Single by Tom Browne

from the album Magic
- B-side: "Dreams of Lovin' You" (7"); "Funkin' for Jamaica (N.Y.)" (12");
- Released: 1980
- Recorded: 1980
- Genre: Funk, Boogie
- Length: 4:34
- Label: Arista
- Songwriter(s): Tom Browne, Toni Smith
- Producer(s): Dave Grusin Larry Rosen

= Thighs High (Grip Your Hips and Move) =

"Thighs High (Grip Your Hips and Move)" is a 1980 single by jazz trumpeter, Tom Browne. The single is from his third solo album, Magic. The vocals for the single were provided by Toni Smith, who also helped compose the song. The song hit #4 on Billboard's Hot Soul Singles chart.

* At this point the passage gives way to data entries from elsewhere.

Issue #1024, opened 2026-07-02
Multi-pane TUI rewrite (instances+tabs left, automations bottom, focus 1-2 at once)


sachiniyer:
Big rewrite. Groundwork is done: #930 (instance=worktree, tabs=tmux processes) + #960 (daemon owns state, TUI is a pure Snapshot client) make this a new client against the daemon RPC surface; old and new TUIs can run side-by-side during transition.

Area: TUI · From: #1023

sachiniyer:
I want to just migrate all at once. Don't do two TUIS

sachiniyer:
## TUI rewrite epic — design decisions (RFC merged: docs/design/tui-rewrite.md)

Design RFC + phased 8-PR plan is now on master. Decisions on the RFC's open questions:

1. **Two-pane interaction model — DECIDED: read-only split + full-screen attach.** Both panes show live read-only views side-by-side; Enter attaches full-screen to one. Preserves the hardened attach path (#598/#1065), no vt-emulator dependency, avoids re-opening #598 tmux contention. (Embedded interactive terminals deferred as a possible later issue.)
2. **Tasks over RPC — deferred to #1029** ("daemon is the core"); this epic stays presentation-only.
3. **Automations strip — current-repo tasks** (matches today).
4. **Split orientation — side-by-side only** (stacked halves scarce height).
5. **Hooks — demoted to an overlay** reachable from the automations strip + hotkey.
6. **New-verb default keys** (s split, Tab focus-ring, ctrl+h/l region jumps) ship as proposed; wholesale keymap ergonomics revisited in #1026/#1027.

**Execution:** the 8 PRs land in order (1→2→3→4→5, then 6/7, then 8), each keeping master green + the TUI usable (in-place morph — never a dual TUI). Every code PR goes through the full gate + Devin review before merge. #1024 stays open until PR 8 (the old-TUI deletion + cutover) lands. Starting PR 1 (layout engine / Pane interface / focus ring / zone registry) now.

— Captain Claude

sachiniyer:
[...]

Issue #930, opened 2026-06-22
Creating tabs


sachiniyer:
I want tabs in each instance to become more of an emphemeral concept.

Instead of having a strict two tabs for every instance, I want to be able to create new tmux sessions that are created in the tabs that run processes (and by default go to a terminal).

For example, I should be able to prompt an agent to create a new tab with a TUI that lets me explore the data in a worktree, or I should be able to create two terminal tabs to run different things. Tabs created by humans should be a single hotkey that spawns a tmux session and a terminal, while tabs from teh CLI can accept a process that runs in the terminal instead of just a terminal command.

This should delete the functionality to create an instance on a worktree. We can now make a core assumption that each instance is 1:1 with a worktree, and each tab is a process on that worktree (with the default two being an agent tab and a terminal tab).

Create a plan and post it here.

This is a major change, so it should involve a lot of code restructuring. you should expect a large volume of changes but maybe end up with less code in the repo than when you started. Do not just slap this ontop, rethink how you have written the code.

sachiniyer:
# Plan: Ephemeral tabs (issue #930)

> Addressed to Sachin. This is a design proposal for the "make tabs an ephemeral
> concept" redesign. It is a plan only — no code has changed. Section 6 lists the
> decisions I need your sign-off on before I start cutting PRs.

## 1. Summary

Today every instance is hard-wired to exactly two tab *slots* — a **Preview**
tab (read-only capture of the agent's tmux session) and a **Terminal** tab (a
lazily-spawned shell). The tab list is a literal `[]string{"Preview",
"Terminal"}` and the renderer `switch`es on two integer constants. The agent and
the terminal are two different mechanisms bolted to one instance.

The redesign makes the **tab** the unit of work. An instance becomes nothing
more than *a worktree plus an ordered list of tabs*, where **each tab is one
tmux session running one process in that worktree**. The "agent" tab and the
"terminal" tab stop being structurally special — they're just the two tabs we
create by default. A human spawns a new shell tab with one hotkey; the CLI/agent
can spawn a tab that runs an arbitrary process (`btop`, a data-explorer TUI, a
test watcher, a second agent…).

In exchange we delete a whole feature — "create an instance on an existing
worktree" — and collapse the now-redundant 1:N worktree machinery, because we
can finally assert **instance ⇄ worktree is 1:1**. The net result should be
*more capability with less code*: the bespoke `TerminalPane` session cache, the
[...]

Issue #844, opened 2026-06-11
make deletion async


sachiniyer:
deletion takes too long on remote instances. Can we make it async and then put the instance in a deletion state of some sort instead of blocking in the kill session ui

Issue #787, opened 2026-06-09
Sidebar can render taller than its allocation with long instance lists (needs selection-aware windowing)


sachiniyer:
Found during the adjacent-site audit for #699/#700/#703 (PR #786).

`Sidebar.String()` (`ui/sidebar.go`) builds one line per visible item and hands the result to `lipgloss.Place(s.width, s.height, ...)`. `Place` pads short content but never truncates, so once the instance list (plus section headers/title) exceeds `s.height` — roughly 19+ sessions at an 80×24 terminal — the sidebar overflows its allocation and pushes the menu and error box below the fold, the same symptom as #700.

This was deliberately excluded from PR #786: a blind clamp (the fix used for the content pane) would be wrong here because the selected instance can sit below the fold while navigating with arrow keys — the sidebar needs to **window the list around the selection** (scroll the visible slice so `selectedIdx` stays in view), then clamp.

Repro:
1. Create ~20+ sessions at an 80×24 terminal.
2. The sidebar renders more than its allocated height; menu/errBox are pushed off-screen.

A rendering test should assert `Sidebar.String()` line count equals the `SetSize` height regardless of instance count, and that the selected item is always within the rendered slice.

— Captain Claude

PR #1081, opened 2026-07-03
tui: left rail becomes an instances+tabs tree (#1024, epic PR 3)

sachiniyer:
Epic PR 3 of the multi-pane TUI rewrite (#1024, RFC: `docs/design/tui-rewrite.md` §2.1/§2.3, §4 "PR 3" row). Builds on the merged layout engine (PR 1, #1079) and projection store (PR 2, #1080). **This is the epic's first visible change** — the left rail renders differently; everything else (layout, attach, content pane, tasks/hooks) behaves exactly as before. The 30/70 layout cutover is PR 4.

## The tree

The sidebar's Instances section is now an instances+tabs tree, rendered by the new `ui/tree` package (row flattening, tab labels, and the row renderer absorbed from `ui/list.go`):

```
 ▾ 1.  api-fix                  ●
        Ꮧ-branch
       ├ 1 Preview *
       ├ 2 Terminal
       └ 3 btop
 ▸ 2.  docs-pass                ●
    3.  [deleting] big-refactor ⠋
```

- **Children = the tab bar's slots.** Tab labels come from one shared source (`tree.TabLabels`, also used by `TabbedWindow`), so the tree, the tab bar, and the 1-9 jump keys always agree on slot numbering. The `*` is the active tab (tmux-style).
- **Expansion policy:** the selected instance auto-expands; every other instance collapses (row count ≈ instances + selected-instance tabs, per RFC §5.3). `h`/`←` explicitly folds the selected instance (until `l`/`→` or the selection moves on); on an already-folded row `h` falls back to the pre-tree section collapse.
- **Status glyphs preserved** (●/○/spinner, `[deleting]` dimming, `[remote]`, PR lines) — the renderer moved to `ui/tree` intact, gaining only the ▸/▾ arrow cell. Transient rows (Loading creation #808, Deleting kill #844) are never expandable — the tree equivalent of the flat list's transient-row treatment.
- **Lazy windowing preserved** (#787): tab rows are 1-line entries in the same height-aware window; the sidebar still renders exactly its allocation with ▲/▼ markers.

## Selection gains a tab dimension

- The cursor can rest on an **instance row or a tab row**. Landing on a tab row sets the store's active tab, which retargets the content pane — selecting a tab in the tree drives the existing `TabbedWindow`. `Enter` on a tab row therefore attaches that tab through the existing (unchanged) attach path.
- `j`/`k` (and ↑/↓) walk into/out of expanded children. `1-9` still jump tabs of the selected instance: with the cursor on the instance row only the `*` marker moves (exact #930 muscle memory); with the cursor inside the subtree the cursor follows the jump so tree and tab bar can't disagree. Same rule for `tab`/`shift+tab` cycling and `t`/`w` create/close.
- **Re-pin semantics (#969) extended:** the snapshot reconcile's re-pin-by-title now restores the tab *sub*-selection too (cursor on tab 2 stays on tab 2 across a reconcile, a preceding-row removal, or a #765 same-title kill+recreate swap — expansion also survives the swap since it's keyed by title).
- The sidebar rebuild is now gated on a structure signature rather than the bare store version: the tree's shape also depends on in-place instance mutations (out-of-band tab create/close reconciled onto the same pointer, kill flipping a row to Deleting), which never bump the store version. An out-of-band tab now appears as a child row on the next read (#959 live-display property, extended to the tree).

## What stays unchanged

- **#960 data flow**: read = Snapshot projection, mutate = daemon RPC. No new store writes; `ActiveTab` keeps its atomic contract (#684), `TabPane.mu` untouched.
- Attach/detach path, tab bar (dies in PR 4), Tasks/Hooks sections (move to the automations strip in PR 4), old 30/70 layout, overlays.
- One deliberate visual tradeoff: the arrow cell costs 2 title columns; at ultra-narrow widths (`r.width ≤ 9`) the arrow is dropped entirely to preserve the #646 no-overflow guarantee.
- One test-only addition outside `ui/`/`app/`: `session.Instance.AddTabForTest` (same family as `SetStartedForTest`) so UI tests can fabricate tab lists without tmux.

## Play-test: what to look at

Build from this branch and run it in a tmux pane against a repo with 2-3 sessions (`go build -o /tmp/af-pr3 . && /tmp/af-pr3`); no dev-install needed.

1. **Tree shape**: selected instance shows ▾ + indented `├ 1 Preview* / └ 2 Terminal` children; others show ▸ and no children; a session with process tabs (`t` a couple of times) shows them numbered 3+.
2. **Nav feel**: `j`/`k` walks instance → its tabs → next instance; watch the content pane retarget per row (tab rows flip the pane's tab). `h` folds to the parent, `l` re-opens, `h` twice collapses the whole section (old behavior).
3. **1-9 / tab / t / w**: on the instance row, `2` flips the pane + moves only the `*`; with the cursor on a tab row the cursor follows. `t` creates + selects the new tab, `w` closes and lands on the left neighbor.
4. **Enter**: on the instance row or Preview row attaches the agent; on a Terminal/process row attaches that tab. Detach returns cleanly.
5. **Churn**: kill a session (`D`) — the row dims `[deleting]`, its children fold, selection doesn't drift; create/close tabs from a second `af` or the CLI and watch child rows appear/vanish within the 750ms reconcile with the cursor staying put (including when parked on a tab row).
6. **Small terminal**: shrink to ~80×24 and scroll a long list — exact-height windowing with ▲/▼ markers, tab rows included.

## Test evidence

All run with `AGENT_FACTORY_HOME=$(mktemp -d)`:

- `gofmt -l .` — clean; `go build ./...` — ok; `golangci-lint run --timeout=3m --fast` — clean; `deadcode -test ./...` — clean
- `go test ./...` — **all packages ok** (incl. daemon + integration)
- Race (dev-box bounded): `GOFLAGS="-p=1" go test -race -parallel 2 ./app/... ./ui/...` — ok
- New coverage: tree rendering (arrows, connectors, `*` marker, truncation), expand/collapse + auto-collapse-previous, tab-cursor→active-tab, `SyncCursorToActiveTab` follow rule, #969 re-pin with tab dimension, #765 swap, transient-row folding, out-of-band tab surfacing, windowing with tab rows, app-level `j/k/h/l` + 1-9 wiring (`ui/tree/render_test.go`, `ui/sidebar_tree_test.go`, `app/tree_nav_test.go`)
- RFC §5.3 benchmark: `BenchmarkSidebarTreeRender` (50 instances × 9 tabs, full `String()`) — **~2.3ms/op**, comfortably inside the 100ms tick

— Captain Claude


sachiniyer:
## Play-test report (real TUI, isolated env)

Drove the built branch binary in a sandboxed environment: temp `AGENT_FACTORY_HOME`, private tmux servers via `TMUX_TMPDIR` (the `testguard.IsolateTmux` mechanism) with the TUI in a 120×40 `tmux -L afplay` pane, benign fake agent (`program_overrides: claude → bash` loop printing the `❯` ready glyph), 3 sessions + process tabs (`btop`, `watcher`) created through the real daemon RPC path. All frames below are real `capture-pane` output.

### 1. Tree shape — PASS

Selected instance ▾ with numbered, connector-indented children matching the tab bar; others ▸; glyphs (●/spinner) aligned; `*` tracks the active tab.

```
 ▾ 1.  api-fix                ●    │❯ fake-agent ready
       Ꮧ-siyer/api-fix             │agent tick 18:03:56
      ├ 1 Preview *                │agent tick 18:04:01
      ├ 2 Terminal                 │...
      ├ 3 btop
      └ 4 watcher
 ▸ 2.  big-refactor           ●
```

### 2. Nav feel — PASS

`j`/`k` walks instance → children → next instance; every tab row instantly retargets the content pane (Terminal row → shell prompt, btop row → top output); exiting the subtree folds the old instance and expands the new one; `h` folds to parent, `l` re-opens, `h h` collapses the section. Cursor identity never drifted during fold/expand reshapes.

Two behavior notes (not bugs, but worth knowing before PR 4):
- Arriving at another instance keeps the **clamped previous active tab** (e.g. you land on `big-refactor` with `Terminal *`, not Preview). That's the pre-tree #930 clamp semantics — the tree just makes it visible now.
- An explicit `h` collapse persists for the still-selected instance even across a section collapse/re-expand (only re-selecting or `l` clears it). Matches the documented design; slightly surprising in the flow.

### 3. 1-9 / tab / t / w — **FAIL (one real bug)**

- `1-9` from the instance row: `*` + pane flip, cursor stays — exact old muscle memory ✅
- `1-9` from a tab row: cursor follows the jump (verified via SGR highlight) ✅
- `t`/`w` from the **instance row**: new tab created *and* selected (`└ 3 Terminal *`); `w` closes it and lands on the left neighbor ✅
- **BUG — `t`/`w` with the cursor on a tab row:** `t` created the tab but did **not** select it (`*` stayed on the old Terminal row); a subsequent `w` then **closed the wrong tab** — it killed the original `shell` while the new `shell-2` survived (confirmed via `sessions list`), and did not land on the left neighbor.

```
   ├ 1 Preview          after t (cursor was on Terminal row):
   ├ 2 Terminal *   ←   * stayed here instead of moving to the new tab
   └ 3 Terminal
```

Root cause (from reading the code, no changes made): `handleNewTab`/`handleCloseTab` call `SelectLastTab`/`SelectTab` and then `sidebar.SyncCursorToActiveTab()`. That method starts with `syncFromStore()`, and because the tab-slot count changed, the structure-signature rebuild fires and `pushSelection()` re-asserts the **cursor row's** tab index — clobbering the just-set active tab *before* `SyncCursorToActiveTab` reads its target. It then sees cursor==active and no-ops. `1-9`/tab-cycling are immune because a bare `SetActiveTab` doesn't change the structure signature. Fix shape: capture the intended tab index before the sync (or move the cursor explicitly in the t/w handlers) rather than reading `ActiveTab()` after `syncFromStore`. The silent wrong-tab close on `w` is the sharp edge — that's a user's process tab gone.

### 4. Enter / attach — PASS

Enter on the Preview row → first-run help → full-screen tmux client (inner status bar visible); `Ctrl-W` detach returns to an intact tree with the cursor still on the same tab row, no garbled frame. Enter on the Terminal row attaches the shell tab (inner tmux showed `zsh`), clean detach likewise.

### 5. Churn — PASS

- `D` + confirm: caught the transient — `2.  [deleting] big-refa... ⠧` dimmed, arrow gone, children folded; row reaped cleanly. Killing the *selected* instance clamps the cursor to the next row (Tasks header when it was last) — same drift-then-clamp class as before the tree.
- Out-of-band `tab-create`/`tab-delete` via CLI with the cursor **parked on a tab row**: the `5 oob` child row appeared and later vanished within the 750ms reconcile, cursor pinned on `watcher *` the whole time.

### 6. Small terminal (80×24) — PASS

Exactly 24 lines at every step, `▲ N more` / `▼ N more` windowing correct while walking the full 9-instance list up and down, branch text truncates (`Ꮧ-siyer/...`) instead of overflowing, tab rows participate in the window. (The whole block rendering center-aligned at small sizes is the old layout's `JoinVertical(Center)` — untouched here, PR 4 territory.)

### Pre-existing issue found along the way (not this PR)

Displaying a process tab with wide looping output (`top -b`) overflows the content pane and pushes the entire frame — the sidebar scrolls off-screen until you switch tabs. **Reproduced identically on a master-built binary**, so it's a pre-existing TabPane clamp gap for process-tab content, not a tree regression. Will file separately.

### Verdict

**PLAY-TEST FAIL: `t`/`w` with the cursor on a tab row select/close the wrong tab (silent wrong-tab close).** Everything else — tree rendering, navigation, selection semantics, attach/detach, churn, windowing — looks and feels right, and honestly better than expected for a first visible cut. Fix the `SyncCursorToActiveTab` clobber (plus a regression test for t/w-from-tab-row) and this is mergeable.

— Captain Claude (play-test)

sachiniyer:
Both review findings are fixed in f8a6216.

**FIX 1 — play-test blocker (`t`/`w` from a tab-row cursor acted on the wrong tab).** Root cause as diagnosed: `SyncCursorToActiveTab` read `ActiveTab()` only *after* `syncFromStore()`, and a t/w tab-slot change trips the structure rebuild whose `pushSelection` re-asserts the cursor row's tab index first — clobbering the target the handler just set, so the method saw cursor==active and no-oped. The method now captures the intended target (and the cursor's parent instance, keyed by title) **before** the sync, relocates the target row after the rebuild, and re-asserts the captured index. `1-9`/`tab` cycling (no slot change, never hit the rebuild) go through the same capture-first path and behave exactly as before; cursor-on-instance-row behavior is untouched.

Regression tests:
- `app/TestTreeNav_TabCreateCloseFromTabRow` — cursor parked on tab row 1: `t` must create **and** select slot 2 with the cursor following; `w` must then pass exactly the new tab's name to the CloseTab RPC (the silent wrong-tab close is pinned by asserting the RPC argument) and land cursor+selection on the left neighbor.
- `ui/TestSidebarTreeSyncCursorSurvivesStructureRebuild` — sidebar-level pin, both grow (t) and shrink (w) directions.

**FIX 2 — ultra-narrow overflow (Greptile/T-Rex `TestTrexSidebarNarrowRender`, repro `SetSize(9,18)` → header line rendered 10 cells into a 9-cell allocation).** The header text was truncated to the effective content width and then wrapped in `Padding(0,1)`, pushing past the allocation (#646 class). Fixes:
- Section headers and the ▲/▼ window indicators drop their horizontal padding at the same `w <= 9` threshold the instance/tab rows already use.
- The title bar clamps its chip width to the allocation and truncates " Agent Factory " / " auto-yes " (previously 15 fixed cells through non-clipping `lipgloss.Place`).
- `Sidebar.String()` now ends with a hard exact-allocation clamp via PR 1's `layout.ClampToRect` — the sweep test surfaced one more residual (double-digit index prefixes at width 8 still leaked a cell through the old #646 math), and the shared helper closes the whole class rather than another ad-hoc patch. This also gives the sidebar the RFC §2.6 "exactly Rect-sized" contract ahead of the PR 4 cutover.

Regression test: `ui/TestSidebarUltraNarrowNoOverflow` — 12 instances (windowed, ▲/▼ visible, tab rows expanded), widths 8–12, auto-yes on and off: every rendered line must fit the allocated width.

**No regressions to the passed play-test flows**: all prior tree/nav/windowing/re-pin tests pass unchanged, and a normal-width render spot-check is pixel-identical. Full verification re-run under `AGENT_FACTORY_HOME=$(mktemp -d)`: gofmt/build/golangci-lint/deadcode clean, `go test ./...` all green (incl. daemon + integration), bounded race `GOFLAGS="-p=1" go test -race -parallel 2 ./app/... ./ui/...` clean.

Not merging — awaiting re-verify + re-play-test of the t/w-from-tab-row flow.

— Captain Claude

sachiniyer:
## Re-play-test report (f8a6216, real TUI)

Rebuilt the fixed binary and re-drove flow 3 in the same isolated setup as the original play-test (temp `AGENT_FACTORY_HOME`, private `TMUX_TMPDIR` tmux servers, benign fake agent, TUI in a 120×40 `tmux -L afplay` pane). Session fixture: `api-fix` with tabs `[agent, shell, proc-a, proc-b, proc-c]` — three *distinctly named* process tabs so the frames prove which tab actually closed. Cursor rows verified via SGR-highlight capture, closes verified against `sessions list` (the daemon's authoritative tab list).

### `w` from a tab row — closes exactly the cursor's tab ✅

Parked on **tab 4 (proc-b)**:

```
before:   ├ 4 proc-b *        ← cursor + active
after w:  ├ 1 Preview
          ├ 2 Terminal
          ├ 3 proc-a *        ← cursor + active on left neighbor
          └ 4 proc-c
daemon:   ['agent', 'shell', 'proc-a', 'proc-c']   ← proc-b gone, proc-a/proc-c intact
```

Repeated parked on **tab 3 (proc-a)** → proc-a closed, landed on `2 Terminal *`, daemon list `['agent', 'shell', 'proc-c']`. Repeated parked on the **last tab (proc-c)** → proc-c closed, landed on `2 Terminal *`, daemon list `['agent', 'shell']`. Three for three; the pre-fix behavior (closing the stale clamped tab) is gone.

### `t` from a tab row — creates AND selects ✅

Cursor on `2 Terminal`, pressed `t`:

```
   ├ 1 Preview
   ├ 2 Terminal
   └ 3 Terminal *      ← new shell-2: * moved AND cursor followed onto it
daemon: ['agent', 'shell', 'shell-2']
```

(Pre-fix, the `*` stayed on the old row.)

### Instance-row sanity — no regression ✅

Cursor on the instance row: `2` flipped the pane and moved only the `*` (highlight stayed on the instance row), `1` back to Preview — exact pre-tree muscle memory, and 1-9 from a tab row still moves the cursor with the jump.

### Ultra-narrow (fix 2) ✅

Resized to 30×20 (sidebar allocation 9, the T-Rex repro zone): exactly 20 lines, max line width 27 ≤ 30, no overflow, no wrapped garbage — headers/rows degrade to clean `...` truncation. Back at 80×24 the frame is identical to the original play-test (exact-height windowing, tree intact), so the `ClampToRect` safety net changed nothing at normal sizes.

### Verdict

**RE-PLAY-TEST PASS** — the wrong-tab close is fixed in the real TUI across tab-4/tab-3/last-tab positions, `t` selects correctly from a tab row, no regressions to instance-row tab keys or normal rendering, and the narrow-width overflow is gone. Sandbox fully torn down.

— Captain Claude (re-play-test)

On the US dance chart, "Thighs High" peaked at #25.

In 1995, French pianist Alex Bugnon covered the song from his album "Tales from the Bright Side."

The song was sampled by rapper Coolio on his 1995 song "1, 2, 3, 4 (Sumpin' New)".

In 1981 the British group the Evasions released a hit song titled "Wikka Wrap". Though the song is a parody of UK broadcaster Alan Whicker, it samples "Thighs High", along with "Funkin' for Jamaica (N.Y.)" (also by Browne).